Its not really specific to 10Gbe - this really applies to any back-to-back Ethernet/IP connection. Its incredibly simple!

Simply connect the machine's NICs together...

First - install the NICs in each machine and connect them directly with a cable. For copper connections (RJ45), assuming they are 1Gbe or higher, just use any cable. You do not need a specialized "crossover" cable because the 1Gbase-T and 10Gbase-T specifications require 'autosense' capabilities NICs automatically adapt.

In my case, I am using a fiber connection. This is easy too - the LC-connector is designed so that the transmit from one end will plug into the receive on the other, etc.

Confirm that the two endpoints can see each other. Assuming at least one end is a windows machine, open the device manager, select the right NIC, and open its properties sheet. Many NIC drivers include a "link speed" page that will show what speed the links are connected at.



Configure the IP information

Once you have the NIC connected, you need to give it an address. Because you are back-to-back between two machines there is no DHCP server to offer you an address to use. You have to set it up yourself using "static" assignments.

First, you need to select what address you are going to use for each machine. The addresses used for this link need to be in a unique "subnet", different than anything else used on your PC. Normally its good to have it different than anything used anywhere else on the Internet too. I won't go into a whole discussion of IP subnets here - it would be too long. For most home users with a normal cable/DSL/FIOS connection, you will be using addresses that look like 192.168.1.xxx, with your router at 192.168.1.1. Just choose a new "subnet" that starts with 192.168 and a different third number for your back-to-back machines and assign the machines addresses in this range. I use subnet 192.168.100 for my machines, with addresses 192.168.100.2 and 192.168.100.3 (most network admins always reserve address ".1" for the subnet's router - in this case there isn't one, but by numbering them this way I won't have to change anything when I do have one after getting a new switch).

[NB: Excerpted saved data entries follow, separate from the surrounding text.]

Issue #12, opened 2026-04-16
LoRA module: make adapter_backed_runtime a real serving path


Akane-CN:
## Summary
Implement Module 1 from the LoRA capability plan so `adapter_backed_runtime` becomes a true serving mode instead of a metadata-only activation shape.

Plan source:
- `docs/plans/2026-04-16-lora-capability-modules-and-commit-plan.md`

## Desired outcome
Melix can run inference with `base model + adapter` directly, without forcing a fused local export first.

## Scope
- define an adapter-backed runtime load contract
- wire adapter-backed loads through the text runtime
- surface adapter-backed runtime identity in registry snapshots and operator surfaces

## Commit slices
1. Define adapter-backed runtime load contract
2. Wire adapter-backed load through the text runtime
3. Surface runtime identity and health for adapter-backed models

## Key files
- `services/mlx-worker-python/worker/model_ops/adapter_activation_pipeline.py`
- `services/mlx-worker-python/worker/runtime/mlx_text_runtime.py`
- `services/mlx-worker-python/worker/engine/maintenance_core.py`
- `services/mlx-worker-python/worker/model_ops/job_registry.py`
- `services/mlx-worker-python/tests/test_lora_model_ops.py`
- `services/mlx-worker-python/tests/test_lora_model_ops_unit.py`
- `services/mlx-worker-python/tests/test_mlx_backend.py`

## Verification
- targeted pytest for LoRA model ops and backend runtime coverage
- Swift tests for control-plane and CLI visibility where applicable

Keith-CY:
Closed by PR #52 (commit cc16da06). All three commit slices (1.1 typed contract, 1.2 runtime wiring + env-gated integration test, 1.3 snapshot + control plane + CLI surfaces) shipped, with two review rounds addressed.

PR #52, opened 2026-04-20
feat(lora): make adapter_backed_runtime a real serving path (issue #12 Module 1)

Keith-CY:
## Summary

Closes issue #12 ("LoRA module: make adapter_backed_runtime a real serving path") — Module 1 of the LoRA capability plan at `docs/plans/2026-04-16-lora-capability-modules-and-commit-plan.md`. Three commit slices shipped as one PR per the plan's "one PR per module" convention.

Before this PR: adapter-backed runtime existed as a metadata-only shape — the activation pipeline wrote a manifest and the backend passed `adapter_path` to `mlx_lm.load()`, but the signal was carried entirely through `ext["melix.activation_mode"]` strings. ModelSummary had no dedicated field and CLI `models list` couldn't distinguish fused from adapter-backed. No focused test covered the end-to-end "load adapter-backed → generate tokens" path outside the heavyweight Phase 8 acceptance bundle.

After this PR:
- **Typed contract.** New `worker.v1.RuntimeMode` enum on `ModelSpec.runtime_mode` (field 15) plus a frozen `AdapterBackedLoadContract` dataclass in the runtime backend. The enum wins over ext strings; ext strings still work for legacy payloads. Hard error when adapter-backed-declared specs miss required metadata (no silent fallback to base).
- **Operator visibility.** `ModelSummary.runtime_mode` (field 17) — human-readable mirror — surfaces through the control plane. CLI `models list` gains a `runtime` column (`adapter` / `fused` / `-`); `models list --json` carries `runtime_mode` + adapter paths.
- **End-to-end regression coverage.** New env-gated integration test trains a tiny LoRA, activates adapter-backed, loads via `AutoMLXBackend`, and generates tokens — proving the full chain works without depending on the Phase 8 acceptance machinery.

## Plan or Spec

- `docs/plans/2026-04-21-lora-adapter-backed-runtime.md` (new in this PR).
- Module 1 from `docs/plans/2026-04-16-lora-capability-modules-and-commit-plan.md`.
- Three commit slices land together: 1.1 contract, 1.2 wiring + integration test, 1.3 operator surfaces.

## Commands Run

- `make proto` + `make proto-check` — proto regenerates cleanly, no drift.
- `make py-test` — **892 passed, 5 skipped** (the 5 skips are env-gated real-model tests by design; every CI-runnable test green, up from 887).
- `HOME="$(pwd)/.swift-home" CLANG_MODULE_CACHE_PATH=… xcrun swift test --package-path services/control-plane-swift --filter "ControlPlaneServiceTests"` — 182 tests green.
- `HOME="$(pwd)/.swift-home" CLANG_MODULE_CACHE_PATH=… xcrun swift test --filter "MelixCLIRunnerTests|MelixCLIParserTests"` — 152 tests green.
- `MELIX_PHASE8_REAL_SMALL_MODEL_E2E=1 MELIX_PHASE8_REAL_SMALL_MODEL_PATH=~/.cache/huggingface/hub/models--mlx-community--Qwen3.5-0.8B-OptiQ-4bit/snapshots/9ce89f2a58cb50cc57a38b3dab37b713f85447fa pytest services/mlx-worker-python/tests/test_adapter_backed_runtime_integration.py -v` — **1 passed in 4.14s** on cached Qwen snapshot.

### New test counts

| Layer | File | New tests |
| --- | --- | --- |
| Python hermetic unit | `test_mlx_backend.py` | **5** (typed contract, None for fused/base, enum wins over ext, ext ignored when enum fused, rejected missing manifest) |
| Python hermetic unit | `test_lora_model_ops_unit.py` | assertion added (`runtime_mode == 2` on activation manifest) |
| Python integration | `test_lora_model_ops.py` | assertions added on registered + restored + snapshot `runtime_mode` |
| Python env-gated real-model | `test_adapter_backed_runtime_integration.py` (new file) | **1** (trains tiny adapter + activates adapter-backed + loads + generates) |
| Swift control plane | `ControlPlaneServiceTests.swift` | assertions added (3 sites, fused + adapter-backed + list-sync) |
| Swift CLI | `MelixCLIRunnerTests.swift` | **1** new test (`modelListSurfacesRuntimeModeColumn`) |

Net test deltas: Python 892 passed (+5 vs main), Swift control plane 182 passed, Swift CLI 152 passed.

### Proto diff (additive only)

```proto
// packages/protocol/schema/worker/v1/common.proto
message ModelSpec {
  ...existing fields 1..14...
  RuntimeMode runtime_mode = 15;
}

enum RuntimeMode {
  RUNTIME_MODE_UNSPECIFIED = 0;
  RUNTIME_MODE_FUSED_DERIVED_MODEL = 1;
  RUNTIME_MODE_ADAPTER_BACKED = 2;
}

// packages/protocol/schema/controlplane/v1/control_plane.proto
message ModelSummary {
  ...existing fields 1..16...
  string runtime_mode = 17;
}
```

Additive: enum 0 = UNSPECIFIED, existing payloads default to it, and the backend reads ext-string when unspecified. No wire-compat break.

### CLI output sample

`melix models list` now renders a 4-column header:

```
model_id                          kind    state         runtime
melix-base-text                   text    discovered    -
melix-base-text-lora-fused        text    discovered    fused
melix-base-text-lora-runtime      text    discovered    adapter
```

`melix models list --json` now includes `runtime_mode` on every entry and `activation_mode` + `adapter_{manifest,weights}_path` on adapter-backed entries.

## Known Gaps

- **Ext string is still the manifest-serialized signal.** `melix.derived_text_model.v1` manifests continue to carry `activation_mode` as a string alongside the new `runtime_mode` integer (= enum value). The proto enum on `ModelSpec` is the authoritative in-memory signal; the manifest duplicates both for backward compat with pre-enum readers. A future slice can narrow this once all readers are enum-aware.
- **CLI models list column-width contract.** The new `runtime` column is tab-separated and short-tagged (`adapter` / `fused` / `-`) so existing terminal renderers keep fitting. If operators have downstream tooling that parses the list output by column count, this is a visible change — called out here rather than silently extended.
- **Only text models exercised.** The adapter-backed runtime path, the typed contract, and the CLI column all assume the worker-side spec is a text model (existing behavior). Vision / embedding adapter paths are Module 6 territory.
- **No Swift menubar UI change yet.** `ModelSummary.runtime_mode` is populated on the proto, and the menubar consumes ModelSummary, but there's no dedicated UI element surfacing "adapter-backed" in Window/Menubar — left for a follow-up with design input.

## Test plan

- [x] `make proto-check` clean.
- [x] `make py-test` 892 passed, 5 skipped (env-gated by design).
- [x] `swift test --filter ControlPlaneServiceTests` 182 passed.
- [x] `swift test --filter "MelixCLIRunnerTests|MelixCLIParserTests"` 152 passed.
- [x] Env-gated adapter-backed integration test passes on cached Qwen3.5-0.8B-OptiQ-4bit snapshot (4.14 s wall time).
- [x] Baseline fused-activation path bit-for-bit unchanged (`runtime_mode` defaults to `UNSPECIFIED` for pre-enum payloads; ext-string fallback preserves legacy behavior).


services/mlx-worker-python/worker/runtime/mlx_text_runtime.py
```diff
@@ -36,10 +36,79 @@ def _normalized_ext_value(model_spec, key: str) -> str:
...
+class AdapterBackedLoadContract:
+    """Typed adapter-backed load spec resolved from a ModelSpec.
+
+    All fields are required. Callers that need adapter-backed inference get a
+    fully-validated contract or a ``RuntimeError`` describing the missing
+    piece. This is the replacement for the prior dict-of-strings return from
+    ``_resolve_adapter_backed_metadata``.
+    """
+
+    base_model_path: str
```
Zigfreidish: `base_model_path` is stored on the frozen contract but never read. `to_runtime_metadata()` omits it, and `AutoMLXBackend.load_model` calls `self._load_fn(model_spec.model_path, …)` directly rather than going through the contract. Either (a) drop the field from `AdapterBackedLoadContract` or (b) route `load_model` through the contract so the typed path is the single source of truth. Leaving it as dead metadata undermines the "typed contract" framing — a future reader will assume it's load-consuming and be wrong.

---

services/mlx-worker-python/worker/runtime/mlx_text_runtime.py
```diff
@@ -36,10 +36,79 @@ def _normalized_ext_value(model_spec, key: str) -> str:
...
+ACTIVATION_MODE_ADAPTER_BACKED = "adapter_backed_runtime"
+ACTIVATION_MODE_FUSED_DERIVED = "fused_derived_model"
+
+# Proto enum values for ``worker.v1.RuntimeMode``. Hardcoded here to avoid
+# importing the generated pb2 at module load time (keeps the runtime module
+# light for non-LoRA inference paths). The values match the proto definition
+# and the test suite pins them.
+_RUNTIME_MODE_UNSPECIFIED = 0
+_RUNTIME_MODE_FUSED_DERIVED_MODEL = 1
+_RUNTIME_MODE_ADAPTER_BACKED = 2
```
Zigfreidish: The comment says "the test suite pins them," but the new tests use `common_pb2.RUNTIME_MODE_ADAPTER_BACKED` symbolically — they'd still pass if the proto renumbered the enum, while this module would silently mismatch (a spec written with the new number would hit the `UNSPECIFIED` fallback branch and then depend on a stale ext string). Either add a test that asserts `_RUNTIME_MODE_ADAPTER_BACKED == common_pb2.RUNTIME_MODE_ADAPTER_BACKED` (and same for the other two), or just import `common_pb2` lazily inside `_is_adapter_backed_spec` — proto enum resolution is cheap and you lose the drift hazard.

---

services/mlx-worker-python/worker/model_ops/adapter_activation_pipeline.py
```diff
@@ -115,11 +115,17 @@ def run(
...
+            common_pb2.RUNTIME_MODE_ADAPTER_BACKED
+            if activation_mode == "adapter_backed_runtime"
+            else common_pb2.RUNTIME_MODE_FUSED_DERIVED_MODEL
+        )
         manifest = {
             "schema_version": "melix.derived_text_model.v1",
             "job_id": job_id,
             "operation": "activate_adapter",
             "activation_mode": activation_mode,
+            "runtime_mode": int(runtime_mode_enum),
```
Zigfreidish: Persisting the proto enum's numeric value (`int(runtime_mode_enum)`) into the `melix.derived_text_model.v1` manifest JSON pins the on-disk format to an implementation detail of the proto wire encoding. If the enum is ever renumbered or reordered (a supported additive change in proto evolution), existing manifests silently become wrong — the string `activation_mode` still reads correctly but `runtime_mode` points at a different case. Two options: (a) drop the int from the manifest entirely and recompute the enum from `activation_mode` in `maintenance_core` (the string is already authoritative on disk), or (b) write the symbolic name (`"RUNTIME_MODE_ADAPTER_BACKED"`) rather than the int. Option (a) matches the PR's "ext string is still the manifest-serialized signal" known-gap note and keeps the two surfaces from disagreeing.

---

Sources/MelixCLICore/MelixCLI.swift
```diff
@@ -3881,20 +3881,36 @@ public actor MelixCLIRunner {
...
+        switch model.runtimeMode {
+        case "adapter_backed_runtime":
+            return "adapter"
+        case "fused_derived_model":
+            return "fused"
+        case "":
+            return "-"
+        default:
+            return model.runtimeMode
+        }
```
Zigfreidish, line 3900: The `default:` branch echoes `model.runtimeMode` verbatim into the tab-separated column. Since `ModelSummary.runtime_mode` is a free-form string (its own proto comment says so), a future backend that populates it with a longer value (`"adapter_backed_runtime_v2"`, or anything we haven't mapped yet) will blow out the column width in terminal-renderer tooling — and the PR description explicitly calls out the column-width contract as a compatibility surface. Consider returning a short sentinel (`"?"` or the first 8 chars) in the fallback so unknown values degrade gracefully rather than stretching the column.

---

services/control-plane-swift/Sources/ModelCatalog/RegistrySnapshotSync.swift
```diff
@@ -333,6 +333,12 @@ enum RegistrySnapshotSync {
         model.routeClass = routeClass(routeKind: metadata["melix.capability.route_kind"], kind: model.kind)
         model.supportedModalities = supportedModalities(metadata: metadata, kind: model.kind)
         model.supportedTasks = supportedTasks(metadata: metadata, kind: model.kind)
+        // Mirror the activation mode onto the ModelSummary.runtime_mode
+        // field so operator surfaces (CLI, menubar) see the authoritative
+        // serving mode without re-parsing ext strings.
+        if let activationMode = metadata["melix.activation_mode"], !activationMode.isEmpty {
+            model.runtimeMode = activationMode
```
Zigfreidish, line 349: There are now two sources writing `ModelSummary.runtimeMode`: here (from `metadata["melix.activation_mode"]` during snapshot sync) and `ControlPlaneService.execute` (from the freshly-activated payload). If the two ever disagree for the same model_id — e.g. a manifest rewritten out-of-band, or a control-plane-side change not yet mirrored into the registry — whichever writer fired last wins, and the result depends on restart ordering rather than a clear precedence rule. Worth either (a) adding a short comment pinning the contract ("snapshot sync is authoritative on restart; execute wins during the active session") or (b) having both sides read the typed `ModelSpec.runtime_mode` enum and map to the string in one helper to eliminate the divergence possibility.

---

Zigfreidish (commented):
Nice split: typed proto contract + frozen dataclass + operator surface all land cleanly, wire-compat preserved by enum 0 = UNSPECIFIED + ext-string fallback, and the env-gated end-to-end test finally closes the "does it actually serve?" gap outside the Phase 8 bundle.

Five inline comments — none are blockers, but a few are worth resolving before this becomes the template for Modules 2–6:

- **Dead field on the typed contract** (`mlx_text_runtime.py`): `base_model_path` is set but never read — `load_model` bypasses the contract for the actual load path. Either route through the contract or drop the field.
- **Hardcoded proto enum drift hazard** (`mlx_text_runtime.py`): the `_RUNTIME_MODE_*` ints aren't actually pinned by any test; symbolic `common_pb2.*` uses would survive a renumber silently. Add an equality assertion or import lazily.
- **Persisting a proto int into a JSON manifest** (`adapter_activation_pipeline.py`): couples on-disk format to wire encoding. Given the PR already documents "ext string is the manifest-serialized signal," the int is redundant and fragile — prefer recomputing from the string on read.
- **CLI runtime column fallback** (`MelixCLI.swift`): default branch echoes the raw string, which can blow out the tab-column width the PR description explicitly calls out as a compat surface.
- **Two writers for `ModelSummary.runtimeMode`** (`RegistrySnapshotSync.swift` + `ControlPlaneService.swift`): no documented precedence; worth either a contract comment or a single shared mapper.

Test coverage is strong (5 new hermetic units + 1 env-gated real-model run + Swift assertions at 3 sites), and the additive proto change looks wire-safe. Happy to re-review once the above land.

---

services/mlx-worker-python/worker/runtime/mlx_text_runtime.py
Keith-CY: Addressed in fefccdda — dropped `base_model_path` from `AdapterBackedLoadContract`. `AutoMLXBackend.load_model` keeps its current signature (reads `model_spec.model_path` for the base load directly), so the contract now surfaces only fields that are actually consumed downstream. Test assertions updated.

services/mlx-worker-python/worker/runtime/mlx_text_runtime.py
Keith-CY: Addressed in fefccdda — replaced the hardcoded `_RUNTIME_MODE_*` ints with two lazy-import helpers (`_runtime_mode_adapter_backed_value`, `_runtime_mode_fused_value`) that resolve via `common_pb2` at call time. A proto renumber now propagates correctly without any test scaffolding. Module-load time is still light for non-LoRA inference paths because the import happens inside the callees.

services/mlx-worker-python/worker/model_ops/adapter_activation_pipeline.py
Keith-CY: Addressed in fefccdda — dropped the `runtime_mode` int from `melix.derived_text_model.v1`. The string `activation_mode` stays as the only on-disk authoritative signal; consumers derive the typed enum at read time via a new `_runtime_mode_from_activation` helper in `job_registry.py` and the mapping in `maintenance_core.py`. JSON format no longer couples to proto wire encoding. Test that previously asserted `result.manifest["runtime_mode"] == 2` now asserts `"runtime_mode" not in result.manifest` with a note explaining the intent.

Sources/MelixCLICore/MelixCLI.swift
Keith-CY: Addressed in fefccdda — `default:` branch now returns `"?"` sentinel rather than echoing the raw string. Unknown values degrade to a bounded-width tag so the tab-column contract holds for any future backend that populates the field with a longer value.

services/control-plane-swift/Sources/ModelCatalog/RegistrySnapshotSync.swift
Keith-CY: Addressed in fefccdda — added explicit precedence comments at both writer sites. Snapshot sync is authoritative on control-plane startup / registry re-materialization; `ControlPlaneService.execute` wins during the active session as `activate_adapter` completes. Both sides read the same `melix.activation_mode` signal so they agree by construction.

services/mlx-worker-python/worker/runtime/mlx_text_runtime.py
```diff
@@ -63,14 +132,27 @@ def _resolve_adapter_backed_metadata(model_spec) -> dict[str, str]:
         )
 
     adapter_dir = Path(adapter_weights_path).expanduser().resolve().parent
```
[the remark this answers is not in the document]
Keith-CY: The guard `if not adapter_weights_path: raise RuntimeError(...)` sits at line 129 — BEFORE the `.parent` computation at line 134. An empty `adapter_weights_path` raises before any path manipulation runs. Kept as-is; no change needed here.

services/mlx-worker-python/worker/engine/maintenance_core.py
```diff
@@ -1843,6 +1843,18 @@ def _derived_model_spec_from_manifest(self, manifest: dict[str, Any]) -> common_
...
         if activation_mode:
             model_spec.ext["melix.activation_mode"] = activation_mode
+        # Propagate the typed RuntimeMode enum from the manifest so downstream
+        # consumers (runtime backend, control plane summary, CLI) see the
+        # authoritative signal — not just the legacy ext-string mirror. Falls
+        # back to mapping the activation_mode string when the manifest was
+        # written by a pre-enum activation.
+        runtime_mode_value = manifest.get("runtime_mode")
+        if isinstance(runtime_mode_value, int) and runtime_mode_value:
+            model_spec.runtime_mode = runtime_mode_value
```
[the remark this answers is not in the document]
Keith-CY: Addressed in fefccdda — the ambiguous `isinstance(runtime_mode_value, int) and runtime_mode_value:` check is gone. With the `runtime_mode` int removed from the manifest (see thread 3112469980), `maintenance_core` now derives the enum purely from the string `activation_mode`, so there's no longer an ambiguous 0-vs-missing branch to worry about.

services/mlx-worker-python/tests/test_adapter_backed_runtime_integration.py
```diff
@@ -0,0 +1,252 @@
...
+        output_dir=tmp_path / "train",
+    )
+    manifest = _activate_adapter_backed(
+        source_model=source_model,
+        adapter_manifest_path=adapter_manifest_path,
+        output_dir=tmp_path / "activate",
+    )
+
+    assert manifest["activation_mode"] == "adapter_backed_runtime"
+    assert manifest["runtime_mode"] == int(common_pb2.RUNTIME_MODE_ADAPTER_BACKED)
```
Zigfreidish: Stale assertion missed by the v2 cleanup: `adapter_activation_pipeline.py` no longer writes `runtime_mode` into the manifest (and `test_lora_model_ops_unit.py` was correctly flipped to `assert "runtime_mode" not in result.manifest`), but this env-gated integration test still expects the key and will raise `KeyError` the moment someone runs it with `MELIX_PHASE8_REAL_SMALL_MODEL_E2E=1`. Either drop this assertion or replace it with `manifest["activation_mode"] == "adapter_backed_runtime"` (already checked on the line above) — or, if you want to prove the enum actually propagates, assert against the derived spec after `_build_derived_spec`: `derived_spec.runtime_mode == common_pb2.RUNTIME_MODE_ADAPTER_BACKED`.

---

Zigfreidish (commented):
v2 addresses all five prior comments cleanly:

- **Dead `base_model_path`** → removed from the dataclass + unit assertion.
- **Hardcoded proto enum drift** → replaced with lazy `_runtime_mode_*_value()` lookups that read `common_pb2` on every call; drift impossible.
- **Proto int in JSON manifest** → removed from `adapter_activation_pipeline`; `maintenance_core` and the new `_runtime_mode_from_activation` helper in `job_registry` now derive the enum from the `activation_mode` string at read time. Good call leaving the string as the on-disk source of truth.
- **CLI column fallback** → short `"?"` sentinel keeps the column bounded.
- **Dual writers for `runtimeMode`** → precedence contract now documented on both sides (startup-restore = snapshot sync; active session = control-plane execute), and both derive from the same `melix.activation_mode` signal so they agree by construction.

One regression from the v2 cleanup: `test_adapter_backed_runtime_integration.py:214` still asserts `manifest["runtime_mode"] == int(...)` even though the pipeline no longer writes that key. The unit test was updated but this env-gated sibling was missed — inline comment left. Small fix, then this looks good to merge from my side.

---

services/mlx-worker-python/tests/test_adapter_backed_runtime_integration.py
Keith-CY: Addressed in 59f6edb9 — replaced with `assert "runtime_mode" not in manifest` to match the unit-test pin, and added `assert derived_spec.runtime_mode == common_pb2.RUNTIME_MODE_ADAPTER_BACKED` right after `_build_derived_spec` to prove the enum genuinely propagates through the string→promotion path (which is what we actually want to verify). Re-ran the env-gated harness against the cached Qwen snapshot: 1 passed in 4.52s. Good catch.

Zigfreidish (approved):
v3 fixes the stale assertion cleanly — swap to `"runtime_mode" not in manifest` matches the unit-test sibling, and the added `derived_spec.runtime_mode == common_pb2.RUNTIME_MODE_ADAPTER_BACKED` check is the stronger signal (proves the enum actually propagates through `_build_derived_spec`, not just that the pipeline stopped writing the key).

All prior feedback addressed. LGTM from my side.

---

To set the Static IP address, open the "network and sharing center" from the right hand side of the taskbar (or from the control panel) and select the new network adapter's "Local Area Network Connection". Click "Properties" from the lower-left part of the box. Then double-click on "Internet Protocol Version 4". Click the button for "Use the following IP address" and fill in the IP address you selected for this machine (for me, 192.168.100.3). In the "subnet mask" field enter "255.255.255.0" and for the "default gateway" fill in the address you assigned to the machine on the other end of the link (for me, 192.168.100.2).





Repeat this on the machine at the other end, swapping the IP addresses, and you're all done!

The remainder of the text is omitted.